After the approval from institutional review committee and written consent received from the patient, 50 healthy parturients of ASA I and II physical status undergoing caesarean section under spinal anaesthesia were enrolled for the Zovirax Online study. They were randomly categorized into placebo group (2 ml normal saline) and treatment group (2 ml of 4 mg ondansetron), each group containing 25 patients. Pruritus and post-operative nausea and vomiting scores were recorded up to 24 hours after the administration of intrathecal morphine. Statistical analysis was performed using chi-square test.
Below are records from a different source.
PR #84, opened 2015-06-16
Adding last set of functionalities to ADB. 

moizjv:
- Adding more functionalities to ADB.
- Adding more functional and unit tests.
- Restructuring tests to have fixtures. #81
- @jlipps @sebv @imurchie  please review!


test/functional/adb-commands-e2e-specs.js
```diff
@@ -2,12 +2,17 @@ import chai from 'chai';
...
 import ADB from '../../lib/adb.js';
+import path from 'path';
 
 chai.use(chaiAsPromised);
 // change according to CI
 const apiLevel = '21',
       IME = 'com.example.android.softkeyboard/.SoftKeyboard',
-      defaultIME = 'com.android.inputmethod.latin/.LatinIME';
+      defaultIME = 'com.android.inputmethod.latin/.LatinIME',
+      contactManagerPath = path.resolve(__dirname, '..', '..', '..', 'test',
```
sebv: This going to break coverage, you need to use the pachage root helper.

test/functional/adb-commands-e2e-specs.js
```diff
@@ -33,4 +38,31 @@ describe('adb commands', () => {
...
+    (await adb.getPIDsByName(pkgName)).length.should.equal(0);
+  });
+  it('killProcessByPID should kill process', async () => {
+    await adb.install(contactManagerPath);
+    await adb.startApp({pkg: pkgName,
+                        activity: actName});
+    let pids = await adb.getPIDsByName(pkgName);
+    pids.length.should.be.above(0);
+    await adb.killProcessByPID(pids[0]);
+    (await adb.getPIDsByName(pkgName)).length.should.equal(0);
```
sebv: i believe it is should.have.length(0)

test/functional/adb-commands-e2e-specs.js
```diff
@@ -33,4 +38,31 @@ describe('adb commands', () => {
...
+                        activity: actName});
+    await adb.killProcessesByName(pkgName);
+    (await adb.getPIDsByName(pkgName)).length.should.equal(0);
+  });
+  it('killProcessByPID should kill process', async () => {
+    await adb.install(contactManagerPath);
+    await adb.startApp({pkg: pkgName,
+                        activity: actName});
+    let pids = await adb.getPIDsByName(pkgName);
+    pids.length.should.be.above(0);
```
sebv: try should.have.length.above(0)

test/functional/apk-signing-e2e-specs.js
```diff
@@ -7,13 +7,13 @@ import { system } from 'appium-support';
...
 
 const selendroidTestApp = path.resolve(__dirname, '..', '..', '..', 'test',
-                                       'selendroid-test-app.apk'),
+                                       'fixtures', 'selendroid-test-app.apk'),
       contactManagerPath = path.resolve(__dirname, '..', '..', '..', 'test',
-                                        'ContactManager.apk'),
+                                        'fixtures', 'ContactManager.apk'),
       unsignJar = path.resolve(__dirname, '..', '..', '..', 'jars', 'unsign.jar'),
       tmp = system.isWindows() ? 'C:\\Windows\\Temp' : '/tmp',
       keystorePath = path.resolve(__dirname, '..', '..', '..', 'test',
```
sebv: same as above.

test/functional/apk-utils-e2e-specs.js
```diff
@@ -9,7 +9,7 @@ chai.use(chaiAsPromised);
 describe('apk utils', () => {
   let adb = new ADB();
   const contactManagerPath = path.resolve(__dirname, '..', '..', '..', 'test',
```
sebv: same.

test/functional/helpers-specs-e2e-specs.js
```diff
@@ -5,7 +5,8 @@ import { getAndroidPlatformAndPath, assertZipArchive } from '../../lib/helpers.j
 import path from 'path';
 
 const should = chai.should(),
-      apkPath = path.resolve(__dirname, '..', '..', '..', 'test','ContactManager.apk');
```
sebv: ...

test/functional/syscalls-e2e-specs.js
```diff
@@ -29,4 +31,29 @@ describe('System calls', () => {
...
+  });
+  // Skipping for now. Will unskip depending on how it behaves on CI
+  it.skip('launchAVD should get all connected avds', async function () {
+    this.timeout(240000);
+    let proc = await adb.launchAVD(avdName);
+    (await adb.getConnectedEmulators()).length.should.be.above(0);
+    proc.kill();
+  });
+  it('waitForDevice should get all connected avds', async function () {
+    this.timeout(60000);
```
sebv: wow that's a long test.

test/unit/adb-commands-specs.js
```diff
@@ -21,16 +23,32 @@ const apiLevel = '21',
...
 
 describe('adb commands', () => {
   let adb = new ADB();
+  let logcat = new Logcat({
+    adb: adb
+  , debug: false
+  , debugTrace: false
+  });
   describe('shell', () => {
     let withAdbMock = (fn) => {
```
sebv: Can try to make this a helper. withMocks({adb, logcat, cp}, fn)...

test/functional/adb-commands-e2e-specs.js
jlipps: sebv, what is the "package root helper"? I haven't seen this

test/functional/syscalls-e2e-specs.js
jlipps: launching an emu takes a long time :-/

ultimately I don't think it should be Appium's responsibility to do this and we should deprecate this behavior, but since we don't want breaking changes here, we need to include it in this rewrite.

lib/tools/adb-commands.js
```diff
@@ -4,6 +4,9 @@ import { getIMEListFromOutput, isShowingLockscreen, isCurrentFocusOnKeyguard,
 import path from 'path';
 import { fs } from '../utils.js';
 import net from 'net';
+import Logcat from '../logcat.js';
```
jlipps: for our local imports, let's do `from '../logcat';` not `from '../logcat.js';`, here and everywhere

lib/tools/adb-commands.js
```diff
@@ -262,7 +265,207 @@ methods.push = async function (localPath, remotePath) {
...
+  await this.adbExec('forward', [`tcp:${systemPort}`, `localabstract:${devicePort}`]);
+};
+
+methods.ping = async function () {
+  try {
+    let stdout = await this.shell(["echo", "ping"]);
+    if (stdout.indexOf("ping") === 0) {
+      return true;
+    }
+    log.errorAndThrow(`ADB ping failed, returned ${stdout}`);
```
jlipps: since this will be caught in the catch here, we don't need to `errorAndThrow` it, we just need to throw it, it will be logged in the block below

lib/tools/adb-commands.js
```diff
@@ -262,7 +265,207 @@ methods.push = async function (localPath, remotePath) {
...
 
 methods.pull = async function (remotePath, localPath) {
-  await this.exec(['pull', remotePath, localPath]);
+  await this.adbExec(['pull', remotePath, localPath]);
+};
+
+methods.processExists = async function (processName) {
+  try {
+    if (!this.isValidClass(processName)) {
+      log.errorAndThrow(`Invalid process name: ${processName}`);
```
jlipps: same thing with errorAndThrow here

lib/tools/adb-commands.js
```diff
@@ -262,7 +265,207 @@ methods.push = async function (localPath, remotePath) {
...
+  , debugTrace: false
+  });
+  await this.logcat.startCapture();
+};
+
+methods.stopLogcat = async function () {
+  if (this.logcat !== null) {
+    await this.logcat.stopCapture();
+    this.logcat = null;
+  } else {
```
jlipps: this `else` block doesn't do anything and can be removed

lib/tools/adb-commands.js
```diff
@@ -262,7 +265,207 @@ methods.push = async function (localPath, remotePath) {
...
+    let stdout = await this.shell(["ps", name]);
+    stdout = stdout.trim();
+    let pids = [];
+    for (let line of stdout.split("\n")) {
+      if (line.indexOf(name) !== -1) {
+        let match = /[^\t ]+[\t ]+([0-9]+)/.exec(line);
+        if (match) {
+          pids.push(parseInt(match[1], 10));
+        } else {
+          log.errorAndThrow(`Could not extract PID from ps output: ${line}`);
```
jlipps: same thing with errorAndThrow here

lib/tools/adb-commands.js
```diff
@@ -262,7 +265,207 @@ methods.push = async function (localPath, remotePath) {
...
+    log.errorAndThrow(`Unable to get pids for ${name}. Orginial error: ${e.message}`);
+  }
+};
+
+methods.killProcessesByName = async function (name) {
+  try {
+    log.debug(`Attempting to kill all ${name} processes`);
+    let pids = await this.getPIDsByName(name);
+    if (pids.length < 1) {
+      log.errorAndThrow(`No ${name} process found to kill`);
```
jlipps: same thing with errorAndThrow here

lib/tools/adb-commands.js
```diff
@@ -262,7 +265,207 @@ methods.push = async function (localPath, remotePath) {
...
+  try {
+    while ((Date.now() - start) < timeoutMs) {
+      if (await this.processExists(processName)) {
+        // cool down
+        await sleep(400);
+        continue;
+      }
+      return;
+    }
+    log.errorAndThrow(`Process never died within ${timeoutMs} ms`);
```
jlipps: same thing with errorAndThrow here

lib/tools/adb-commands.js
moizjv: yes will change once I am don rewriting logcat :)

lib/tools/adb-commands.js
```diff
@@ -262,7 +265,207 @@ methods.push = async function (localPath, remotePath) {
...
+  return new Promise(async (resolve, reject) => {
+    let args = this.adb.defaultArgs
+      .concat(['shell', 'am', 'instrument', '-e', 'coverage', 'true', '-w'])
+      .concat([instrumentClass]);
+    log.debug(`Collecting coverage data with: ${[this.adb.path].concat(args).join(' ')}`);
+    try {
+      // am instrument runs for the life of the app process.
+      this.instrumentProc = child_process.spawn(this.adb.path, args);
+      this.instrumentProc.on('error', function (e) {
+        reject(log.errorAndThrow(`Failed to run instrumentation. Original error: ${e.message}`));
```
jlipps: woah this is a bit weird. `log.errorAndThrow` throws an error, which  means it does not return an error, which means `reject` will never get run... it should probably be:

```js
reject(new Error(`Failed to run...`));
```
as well  as below

moizjv: I see, good catch !

lib/tools/adb-commands.js
```diff
@@ -262,7 +265,207 @@ methods.push = async function (localPath, remotePath) {
...
+  }
+  return new Promise(async (resolve, reject) => {
+    let args = this.adb.defaultArgs
+      .concat(['shell', 'am', 'instrument', '-e', 'coverage', 'true', '-w'])
+      .concat([instrumentClass]);
+    log.debug(`Collecting coverage data with: ${[this.adb.path].concat(args).join(' ')}`);
+    try {
+      // am instrument runs for the life of the app process.
+      this.instrumentProc = child_process.spawn(this.adb.path, args);
+      this.instrumentProc.on('error', function (e) {
```
jlipps: if you use `SubProcess` this will be easier:

```js
this.instrumentProc = new SubProcess(this.adb.path, args);
await this.instrumentProc.start(0); // this will take care of any errors so you don't have to listen to that event
this.instrumentProc.on('output', (stdout, stderr) => {
  if (stderr) {
    reject(new Error(`Failed to run...`));
  }
});
await this.waitForActivity(waitPkg, waitActivity);
resolve();
```

of course you'll need to then use `await this.instrumentsProc.stop();` instead of `this.instrumentsProc.kill()` elsewhere in the code

lib/tools/adb-commands.js
```diff
@@ -262,7 +265,207 @@ methods.push = async function (localPath, remotePath) {
...
+        reject(log.errorAndThrow(`Failed to run instrumentation. Original error: ${e.message}`));
+      });
+      this.instrumentProc.stderr.on('data', function (data) {
+        reject(log.errorAndThrow(`Failed to run instrumentation: ${new Buffer(data).toString('utf8')}`));
```
jlipps: same bad use of reject + errorAndThrow

lib/tools/adb-commands.js
```diff
@@ -262,7 +265,207 @@ methods.push = async function (localPath, remotePath) {
...
+      });
+      await this.waitForActivity(waitPkg, waitActivity);
+      resolve();
+    } catch (e) {
+      reject(log.errorAndThrow(`Android coverage failed. Original error: ${e.message}`));
```
jlipps: same here

lib/tools/system-calls.js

zofran drug pregnancy 2016-04-03

This survey examined the use of Diflucan Maintenance Dose ondansetron in 210 children. Complete drug and medical histories, indications, doses, possible ondansetron-associated adverse reactions, and daily responses to ondansetron therapy were recorded by a study pharmacist for each patient. Patients were followed until discharged from the clinic or hospital and/or until ondansetron therapy was discontinued.

zofran and alcohol 2016-05-01

Palliative radiotherapy (RT) is an effective treatment for symptomatic bone metastases. However Dosage Of Indocin , pain flare, nausea and vomiting are common adverse effects associated with this treatment. The management of pain flare and radiation-induced nausea and vomiting (RINV) are important endpoints in palliative care. Our report documents the incidence, clinical importance, and advances in the management of these two adverse-effects. We recommend that antiemetic prophylaxis be given based on emetic risk category as outlined in the American Society of Clinical Oncology (ASCO) guidelines. Newer antiemetics investigated in the chemotherapy setting should also be studied in the radiation setting. As there are no guidelines for the use of pain flare prophylaxis at present, further research in this area is needed.

zofran high dose 2016-12-07

More subjects who received MgSO4 were vasodilated during hypothermia induction (7 of 8 [88%] versus 4 of 14 [29%]; P=0.024). MgSO4 (coefficient -17.265; P=0.039), weight (1.838, 0.001), and the initial 2-hour meperidine dose (0 Prevacid Ready Tab .726, 0.003) were found to significantly impact the time to achieve Ttym of 35 degrees C. Subjects who received MgSO(4) had significantly higher mean comfort scores than those who did not (48+/-15 versus 38+/-12; P<0.001).

zofran iv dose 2016-12-23

A single dose of IV ramosetron (0.3 mg) is more effective when compared with a single dose IV ondansetron (6 mg) in the prevention of PONV. We observed that the benefit was more in the later Depakote Overdose Symptoms stages of the postoperative period (12-24 h).

zofran drug test 2017-11-13

Given with ondansetron and dexamethasone, single- Diamox Vs Generic dose intravenous fosaprepitant (150 mg) was noninferior to standard 3-day oral aprepitant in preventing CINV during OP and DP.